- English: "Call it Causelessly Merry"
- Text: by Mascha Kaléko
- Language: German
- Published: 1977

= Sozusagen grundlos vergnügt =

Poem by Mascha Kaléko

"Sozusagen grundlos vergnügt" ("Call it Causelessly Merry") is a poem by Mascha Kaléko. It begins with the line "Ich freu mich, daß am Himmel Wolken ziehen" (I enjoy that clouds travel in the sky). It was published in 1977, after her death, and was set to music by Herbert Baumann.

== History ==
The author had moved with her family from Galicia to Berlin, where she had contact with writers such as Erich Kästner, Else Lasker-Schüler and Kurt Tucholsky. Hermann Hesse compared her to Heinrich Heine; she had a similar sense of irony, preventing sentimentality. Her poems were published in the newspapers Vossische Zeitung and Berliner Tageblatt.

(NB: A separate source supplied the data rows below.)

PR #1147, opened 2024-03-26
bug fix for determining the Link status speed/width & Link Cap speed/width

ruck314:
### Description
To determine the byte offset for the Capabilities: Express (v2) Endpoint register based on the provided PCIe configuration dump, you'll need to follow the PCIe specification for parsing the configuration space, focusing on finding the correct capability structure within it. Here's a step-by-step guide to do this:

1. **Start from the PCI Configuration Space**: The dump you've provided looks like the content of the PCI Express (PCIe) configuration space. This space contains a variety of information including device capabilities, status, and control settings.

2. **Identify the PCI Express Capability**: Capabilities in PCI configuration space start at byte 0x34 (the Capabilities Pointer field in the standard PCI Configuration space), which points to the first capability structure in a linked list. Each capability has a format that includes an ID, a pointer to the next capability (if any), and then the capability-specific data.

3. **Look for the Express Capability ID**: PCI Express capabilities have a specific Capability ID, which is 0x10 for the PCIe base specification. You'll need to follow the capability pointers starting from the pointer at 0x34 until you find a capability with the ID 0x10. 

4. **Parse Through the Configuration Dump**: Starting from the offset given by the Capabilities Pointer at 0x34, you'll parse through the linked list of capabilities. Each entry in this list has at least two bytes: the first byte is the Capability ID, and the second byte is the pointer to the next capability (relative to the start of the configuration space).

### DIFF
--- a/python/surf/xilinx/_AxiPciePhy.py
+++ b/python/surf/xilinx/_AxiPciePhy.py
@@ -253,22 +253,6 @@ class AxiPciePhy(pr.Device):
         }
 
         self.add(pr.LocalVariable(
-            name   = 'LnkStaSpeed',
-            mode   = 'RO',
-            value  = 0,
-            units  = 'GT/s',
-            enum   = speedEnum
-        ))
-
-        self.add(pr.LocalVariable(
-            name   = 'LnkStaWidth',
-            mode   = 'RO',
-            value  = 0,
-            units  = 'lanes',
-            disp   = '{:d}',
-        ))
-
-        self.add(pr.LocalVariable(
             name   = 'LnkCapSpeed',
             mode   = 'RO',
             value  = 0,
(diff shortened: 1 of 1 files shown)


ruck314:
Confirmed that this now works probably:
```bash
$ sudo lspci -s 01:00.0 -vvv
01:00.0 Signal processing controller: SLAC National Accelerator Lab TID-AIR AXI Stream DAQ PCIe card
...
...
...
        Capabilities: [70] Express (v2) Endpoint, MSI 00
                LnkCap: Port #0, Speed 8GT/s, Width x16, ASPM not supported
                LnkSta: Speed 8GT/s (ok), Width x8 (downgraded)
```

image

bengineerd (approved):

PR #765, opened 2022-08-17
Read proxy config from the environment

### LINKED ISSUE #764: Obey https_proxy settings
I have http_proxy and https_proxy set yet the extension is most likely failing to use them.

Please provide better behaviour than jvm defaults which are horrible.

See #134 for details.

datho7561:
Reads the environment variable `http_proxy` as the proxy config if the setting `"http.proxy"` is not set.

Closes #764

### DIFF
--- a/src/settings/proxySettings.ts
+++ b/src/settings/proxySettings.ts
@@ -124,8 +124,9 @@ export function getProxySettingsAsJVMArgs(proxySettings: ProxySettings): string 
  * @param proxySettings the proxy settings to convert into environment variables
  * @returns the proxy settings as environment variables for LemMinX
  */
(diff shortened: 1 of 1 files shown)


rgrunber (approved):
If you can confirm it works, feel free to merge. It seems like we briefly discussed it at https://github.com/redhat-developer/vscode-xml/pull/738#pullrequestreview-1040356617 and were fine with leaving it out then.

**Update** : Is it worth also checking `https.proxy` ?

datho7561:
> It seems like we briefly discussed it at [#738 (review)](https://github.com/redhat-developer/vscode-xml/pull/738#pullrequestreview-1040356617)

Oh no! I should be more careful about these things in the future.

Issue #766, opened 2022-08-18
Update badges in README


datho7561:
It would be nice to update the badges at the top of the README to use shields.io. See https://github.com/redhat-developer/vscode-quarkus/pull/530 for an example.

Here is what I have in mind:
* Fix VS Code marketplace version badge (current is broken)
* Add a badge for the ESLint GitHub Action
* Keep the Gitter badge, but update it to use shields.io

PR #767, opened 2022-08-22
Installs badge

angelozerr:
Installs badge


angelozerr:
This PR adds installs badge:

image

datho7561 (approved):
I think it'd be nice to also add a badge for eslint, (see my issue #766), but we could also do that later.

angelozerr:
> I think it'd be nice to also add a badge for eslint, (see my issue https://github.com/redhat-developer/vscode-xml/issues/766), but we could also do that later.

Yes sure, but let's do that in an another PR.

PR #768, opened 2022-08-23
Update badges

### LINKED ISSUE #766: Update badges in README

datho7561:
Closes #766

### DIFF
--- a/README.md
+++ b/README.md
@@ -1,8 +1,9 @@
 # XML Language Support by Red Hat
 
-[![Join the chat at https://gitter.im/redhat-developer/vscode-xml](https://badges.gitter.im/redhat-developer/vscode-xml.svg)](https://gitter.im/redhat-developer/vscode-xml?utm_source=badge&utm_medium=badge&utm_campaign=pr-badge&utm_content=badge)
-[![Marketplace Version](https://vsmarketplacebadge.apphb.com/version/redhat.vscode-xml.svg "Current Release")](https://marketplace.visualstudio.com/items?itemName=redhat.vscode-xml)
-[![Installs](https://img.shields.io/visual-studio-marketplace/i/redhat.vscode-xml)](https://marketplace.visualstudio.com/items?itemName=redhat.vscode-xml)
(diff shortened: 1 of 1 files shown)


README.md
```diff
@@ -1,8 +1,9 @@
...
-[![Installs](https://img.shields.io/visual-studio-marketplace/i/redhat.vscode-xml)](https://marketplace.visualstudio.com/items?itemName=redhat.vscode-xml)
+[![Join the chat at https://gitter.im/redhat-developer/vscode-xml](https://img.shields.io/gitter/room/redhat-developer/vscode-xml?color=ED0060&style=for-the-badge&logo=gitter)](https://gitter.im/redhat-developer/vscode-xml?utm_source=badge&utm_medium=badge&utm_campaign=pr-badge&utm_content=badge)
+[![Marketplace Version](https://img.shields.io/visual-studio-marketplace/v/redhat.vscode-xml?color=informational&logo=visualstudiocode&style=for-the-badge)](https://marketplace.visualstudio.com/items?itemName=redhat.vscode-xml)
+[![Installs](https://img.shields.io/visual-studio-marketplace/i/redhat.vscode-xml?logo=visualstudiocode&color=informational&style=for-the-badge)](https://marketplace.visualstudio.com/items?itemName=redhat.vscode-xml)
+[![eslint github action](https://img.shields.io/github/workflow/status/redhat-developer/vscode-xml/lint?label=eslint&logo=eslint&style=for-the-badge)](https://github.com/redhat-developer/vscode-xml/actions/workflows/lint.yaml?query=branch%3Amain)
```
rgrunber, line 6: Just wondering what the `text inside the ![....]` does, because it doesn't correspond to the labels. Also for the marketplace I would make the label `VS Marketplace` so it matches what we do in other places.

rgrunber: Ah, it's supposed to be alt text for the image, although I don't see it :\ . Ok then just fix the above label.

datho7561: One way to test the alt text could be rendering the markdown while not connected to the internet. I'll take a look into updating the marketplace alt text

datho7561: Okay, should be updated properly and rebased

rgrunber (approved):

PR #779, opened 2022-09-20
Fix problem matcher

datho7561:


datho7561:
Okay, I've updated the infrastructure logging level to the same as in vscode-quarkus and vscode-microprofile

rgrunber (approved):
Works for me now. The only way to reproduce is to run immediately after a freshly opened workspace of vscode-xml. Otherwise, any changes seem to make it into the extension child instance being run.

PR #788, opened 2022-10-14
Fix syntax coloration with element/attribute which can contains '-'

angelozerr:
Fix syntax coloration with element/attribute which can contains '-'

This PR is a smal fix to support `-` for attribute/element name.

Given this rnc file:

```
element addressBook {
  element my-card {
    attribute my-id { text },
    element name { text },
    element email { text }
  }*
}
```

With the master we have:

image

With the PR element/attribute is colorized correctly (not blank)

image


datho7561 (approved):

angelozerr:
Thanks @datho7561 !

PR #789, opened 2022-10-14
Make sure that 'vsce' is installed in nodes that use it.

rgrunber:
The 'vsce package' and 'vsce publish' stages happen in separate node (machine) environments. While both are 'rhel8', there is no guarantee the same node will be used in both cases, so we should explicitly ensure the tool is installed.

### DIFF
--- a/Jenkinsfile
+++ b/Jenkinsfile
@@ -104,6 +104,8 @@ node('rhel8'){
 }
 
 node('rhel8'){
+	sh 'npm install -g "vsce"'
+	sh 'npm install -g "ovsx"'
 	if(publishToMarketPlace.equals('true') || publishPreRelease.equals('true')){
 
 		if (publishToMarketPlace.equals('true')) {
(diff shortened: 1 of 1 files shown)


Jenkinsfile
```diff
@@ -127,6 +127,7 @@ node('rhel8'){
 
 		if (publishToMarketPlace.equals('true')) {
 			// Open-VSX Marketplace does not support pre-release
+			sh 'npm install -g "vsce"'
```
datho7561, line 130: Why not install this at the beginning of the `node` block (eg. like 106/108)? It looks like `vsce` is run on line line 122, before this install is run

datho7561 (changes requested):

Jenkinsfile
rgrunber: ah whoops. this currently does nothing.

rgrunber: Done. Should be at the top of the final 'node' declaration that publishes..

datho7561 (approved):
Looks good. Thanks, Roland!

PR #798, opened 2022-10-27
Update joinContentLines documentation with new behavior

JessicaJHee:

### DIFF
--- a/docs/Formatting.md
+++ b/docs/Formatting.md
@@ -305,28 +305,66 @@ If this value is set to 0, then all blank lines will be removed during formattin
 
 ### xml.format.joinContentLines
 
-Normalize the whitespace of content inside an element. Newlines and excess whitespace are removed. Default is `false`.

The poem was published by Deutscher Taschenbuch Verlag in 1977 in the collection In meinen Träumen läutet es Sturm (In my dreams, a storm is brewing). The collection of poems and epigrams was edited by Gisela Zoch-Westphal, to whom Kaléko had entrusted her unpublished writings. "Sozusagen grundlos vergnügt" was among 42 of her poems set to music for voice and guitar by Herbert Baumann and is the title of a CD recorded in 2011 by singer Alix Dudel and Sebastian Albert.

== Content ==
The poem is structured in three stanzas, the first two with eight lines, the last one with ten. It begins with the incipit "Ich freu mich, daß am Himmel Wolken ziehen" (I enjoy that clouds travel in the sky). The first-person speaker lists images for reasons to be happy, some of which are not necessarily reasons to be happy at first sight, such as rain, hail, frost and snow, mentioned in the second line. In the third stanza, the poet turns to herself, saying "In mir ist alles aufgeräumt und heiter" (Everything in me is cleaned-up and cheerful). It ends with the conclusion "Ich freu mich, dass ich mich freu" (I enjoy that I enjoy).